Up to and including the line with "Since we are", output the records exactly as they appear.
[Opening Material provided section]
PR #281, opened 2022-03-16
test: removal of purging keyvault key

pim-simons:
Since we are now using unique keynames we don't need to purge the keyvault keys anymore for the private keys in the private key tests. This was causing tests to sometimes fail as the purging happened to fast after initial deletion.


stijnmoreels (approved):
Aha aha, great! Wasn't I think fully aware we did this. Nice catch! 👍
[Closing Material provided section]
Answer for the task:
PR #281, opened 2022-03-16
test: removal of purging keyvault key

pim-simons:
Since we are now using unique keynames we don't need to purge the keyvault keys anymore for the private keys in the private key tests. This was causing tests to sometimes fail as the purging happened to fast after initial deletion.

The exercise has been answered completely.